Dataset entries:
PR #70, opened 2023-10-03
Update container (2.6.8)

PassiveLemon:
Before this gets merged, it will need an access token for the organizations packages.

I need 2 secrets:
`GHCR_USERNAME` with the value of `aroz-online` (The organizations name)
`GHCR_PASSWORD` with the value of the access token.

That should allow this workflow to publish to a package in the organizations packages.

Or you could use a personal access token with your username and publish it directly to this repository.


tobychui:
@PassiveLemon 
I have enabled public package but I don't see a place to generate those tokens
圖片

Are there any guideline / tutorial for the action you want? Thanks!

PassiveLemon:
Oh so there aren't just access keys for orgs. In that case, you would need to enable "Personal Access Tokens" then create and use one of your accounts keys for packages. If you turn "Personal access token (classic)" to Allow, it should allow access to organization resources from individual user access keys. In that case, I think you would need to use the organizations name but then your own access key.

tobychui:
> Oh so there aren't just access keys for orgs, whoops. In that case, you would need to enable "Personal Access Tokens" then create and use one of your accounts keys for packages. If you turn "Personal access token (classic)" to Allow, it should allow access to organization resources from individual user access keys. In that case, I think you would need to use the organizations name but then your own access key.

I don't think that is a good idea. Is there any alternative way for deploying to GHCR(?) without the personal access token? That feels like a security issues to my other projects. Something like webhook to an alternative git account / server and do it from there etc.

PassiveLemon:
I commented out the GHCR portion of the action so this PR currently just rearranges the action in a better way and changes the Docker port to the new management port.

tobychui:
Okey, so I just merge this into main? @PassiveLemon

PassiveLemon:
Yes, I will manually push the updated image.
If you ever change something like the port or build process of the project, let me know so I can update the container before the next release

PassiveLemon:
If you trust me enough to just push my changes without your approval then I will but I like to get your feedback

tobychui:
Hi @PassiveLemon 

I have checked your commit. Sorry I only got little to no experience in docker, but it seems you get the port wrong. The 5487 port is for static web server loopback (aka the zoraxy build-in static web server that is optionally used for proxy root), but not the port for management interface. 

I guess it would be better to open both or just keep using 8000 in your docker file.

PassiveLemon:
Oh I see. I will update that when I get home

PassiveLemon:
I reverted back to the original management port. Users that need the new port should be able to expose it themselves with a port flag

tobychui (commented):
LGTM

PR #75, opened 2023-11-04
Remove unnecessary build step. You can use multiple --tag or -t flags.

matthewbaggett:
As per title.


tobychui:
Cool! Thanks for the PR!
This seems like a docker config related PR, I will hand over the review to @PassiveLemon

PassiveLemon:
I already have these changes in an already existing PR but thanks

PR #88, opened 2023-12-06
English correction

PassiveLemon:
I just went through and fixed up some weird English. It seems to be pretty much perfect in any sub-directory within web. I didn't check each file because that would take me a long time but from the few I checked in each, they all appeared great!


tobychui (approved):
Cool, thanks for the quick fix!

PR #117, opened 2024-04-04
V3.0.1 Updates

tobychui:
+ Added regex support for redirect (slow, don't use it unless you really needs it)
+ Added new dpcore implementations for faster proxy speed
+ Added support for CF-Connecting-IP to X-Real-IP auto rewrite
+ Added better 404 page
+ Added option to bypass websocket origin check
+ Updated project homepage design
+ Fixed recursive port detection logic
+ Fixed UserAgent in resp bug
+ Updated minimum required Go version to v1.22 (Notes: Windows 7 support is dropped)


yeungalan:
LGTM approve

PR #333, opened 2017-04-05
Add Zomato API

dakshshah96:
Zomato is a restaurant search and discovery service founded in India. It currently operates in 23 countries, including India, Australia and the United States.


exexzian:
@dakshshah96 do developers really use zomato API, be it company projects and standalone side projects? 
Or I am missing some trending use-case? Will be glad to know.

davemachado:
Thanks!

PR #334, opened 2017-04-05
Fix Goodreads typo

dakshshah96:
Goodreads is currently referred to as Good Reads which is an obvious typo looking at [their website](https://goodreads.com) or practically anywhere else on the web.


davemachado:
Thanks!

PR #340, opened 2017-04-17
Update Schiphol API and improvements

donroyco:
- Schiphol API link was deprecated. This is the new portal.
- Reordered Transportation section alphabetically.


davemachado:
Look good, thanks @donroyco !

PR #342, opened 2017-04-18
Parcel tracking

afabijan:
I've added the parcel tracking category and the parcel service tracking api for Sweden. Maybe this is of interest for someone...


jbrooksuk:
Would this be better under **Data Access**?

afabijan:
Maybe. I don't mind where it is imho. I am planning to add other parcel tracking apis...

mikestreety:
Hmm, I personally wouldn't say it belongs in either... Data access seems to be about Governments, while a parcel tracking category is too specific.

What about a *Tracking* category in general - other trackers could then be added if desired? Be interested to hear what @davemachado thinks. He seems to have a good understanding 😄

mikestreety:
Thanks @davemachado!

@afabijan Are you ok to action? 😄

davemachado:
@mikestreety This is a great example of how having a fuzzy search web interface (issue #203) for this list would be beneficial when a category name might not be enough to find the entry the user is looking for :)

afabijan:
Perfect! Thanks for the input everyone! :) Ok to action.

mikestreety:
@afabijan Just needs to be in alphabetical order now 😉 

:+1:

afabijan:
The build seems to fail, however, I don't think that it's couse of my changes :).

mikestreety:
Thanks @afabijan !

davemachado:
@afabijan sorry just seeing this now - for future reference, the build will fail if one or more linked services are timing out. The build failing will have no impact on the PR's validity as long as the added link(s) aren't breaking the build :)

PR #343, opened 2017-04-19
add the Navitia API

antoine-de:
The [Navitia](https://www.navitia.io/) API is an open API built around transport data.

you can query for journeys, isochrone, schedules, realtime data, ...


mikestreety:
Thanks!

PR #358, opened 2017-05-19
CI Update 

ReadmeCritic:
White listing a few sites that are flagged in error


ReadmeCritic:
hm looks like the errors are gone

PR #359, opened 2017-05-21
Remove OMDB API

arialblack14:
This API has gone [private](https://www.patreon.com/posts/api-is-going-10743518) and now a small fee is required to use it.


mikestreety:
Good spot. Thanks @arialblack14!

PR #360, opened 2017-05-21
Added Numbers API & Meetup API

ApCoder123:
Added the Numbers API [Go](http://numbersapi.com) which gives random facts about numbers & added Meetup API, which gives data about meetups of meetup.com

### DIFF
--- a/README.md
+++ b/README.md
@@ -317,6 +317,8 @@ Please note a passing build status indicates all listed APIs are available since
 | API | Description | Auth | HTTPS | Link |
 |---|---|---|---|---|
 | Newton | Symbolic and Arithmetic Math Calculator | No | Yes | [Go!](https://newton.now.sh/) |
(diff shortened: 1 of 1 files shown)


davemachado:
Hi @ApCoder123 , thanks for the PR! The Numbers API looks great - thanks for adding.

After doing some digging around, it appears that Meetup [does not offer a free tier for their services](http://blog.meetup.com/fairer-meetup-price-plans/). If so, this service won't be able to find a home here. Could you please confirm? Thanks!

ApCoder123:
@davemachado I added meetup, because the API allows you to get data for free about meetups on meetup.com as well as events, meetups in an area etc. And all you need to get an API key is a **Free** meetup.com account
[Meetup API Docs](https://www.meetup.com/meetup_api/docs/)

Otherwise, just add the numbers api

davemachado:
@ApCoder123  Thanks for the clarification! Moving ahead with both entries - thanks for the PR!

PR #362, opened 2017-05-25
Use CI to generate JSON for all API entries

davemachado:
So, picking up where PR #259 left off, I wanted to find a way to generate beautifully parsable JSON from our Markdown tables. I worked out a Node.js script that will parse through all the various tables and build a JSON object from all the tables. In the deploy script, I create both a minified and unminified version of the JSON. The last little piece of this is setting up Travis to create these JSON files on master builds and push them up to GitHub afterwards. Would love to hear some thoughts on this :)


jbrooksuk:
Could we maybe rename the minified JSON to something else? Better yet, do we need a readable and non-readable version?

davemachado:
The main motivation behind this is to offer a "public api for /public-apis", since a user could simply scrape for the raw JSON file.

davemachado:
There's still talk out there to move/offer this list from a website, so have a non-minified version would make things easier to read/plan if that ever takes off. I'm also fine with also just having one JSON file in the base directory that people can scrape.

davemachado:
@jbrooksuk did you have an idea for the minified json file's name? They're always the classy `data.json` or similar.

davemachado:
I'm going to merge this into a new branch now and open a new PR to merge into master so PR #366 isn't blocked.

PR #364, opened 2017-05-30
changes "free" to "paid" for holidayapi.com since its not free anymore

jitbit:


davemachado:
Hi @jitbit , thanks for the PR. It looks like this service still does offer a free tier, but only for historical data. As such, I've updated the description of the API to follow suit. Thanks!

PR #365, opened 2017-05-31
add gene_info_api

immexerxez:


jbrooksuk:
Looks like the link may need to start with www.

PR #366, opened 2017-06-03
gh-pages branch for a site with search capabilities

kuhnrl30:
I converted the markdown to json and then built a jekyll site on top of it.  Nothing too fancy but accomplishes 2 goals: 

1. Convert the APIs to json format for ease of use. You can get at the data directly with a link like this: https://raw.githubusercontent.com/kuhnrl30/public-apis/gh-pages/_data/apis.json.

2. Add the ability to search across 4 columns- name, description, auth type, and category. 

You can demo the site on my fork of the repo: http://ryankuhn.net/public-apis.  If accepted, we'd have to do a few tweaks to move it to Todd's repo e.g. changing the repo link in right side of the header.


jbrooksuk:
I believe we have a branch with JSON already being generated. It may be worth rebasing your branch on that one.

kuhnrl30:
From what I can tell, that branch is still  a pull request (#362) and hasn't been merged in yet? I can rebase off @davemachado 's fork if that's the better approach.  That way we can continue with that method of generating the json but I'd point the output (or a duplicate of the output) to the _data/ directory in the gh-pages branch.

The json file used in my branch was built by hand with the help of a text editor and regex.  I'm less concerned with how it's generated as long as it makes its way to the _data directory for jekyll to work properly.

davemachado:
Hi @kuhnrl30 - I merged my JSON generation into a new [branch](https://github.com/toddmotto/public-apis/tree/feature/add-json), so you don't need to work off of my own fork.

What the task asks: Scan the data above for the word "directory" and report every line where it is found.

Written answer:
I just went through and fixed up some weird English. It seems to be pretty much perfect in any sub-directory within web. I didn't check each file because that would take me a long time but from the few I checked in each, they all appeared great!
There's still talk out there to move/offer this list from a website, so have a non-minified version would make things easier to read/plan if that ever takes off. I'm also fine with also just having one JSON file in the base directory that people can scrape.
From what I can tell, that branch is still  a pull request (#362) and hasn't been merged in yet? I can rebase off @davemachado 's fork if that's the better approach.  That way we can continue with that method of generating the json but I'd point the output (or a duplicate of the output) to the _data/ directory in the gh-pages branch.
The json file used in my branch was built by hand with the help of a text editor and regex.  I'm less concerned with how it's generated as long as it makes its way to the _data directory for jekyll to work properly.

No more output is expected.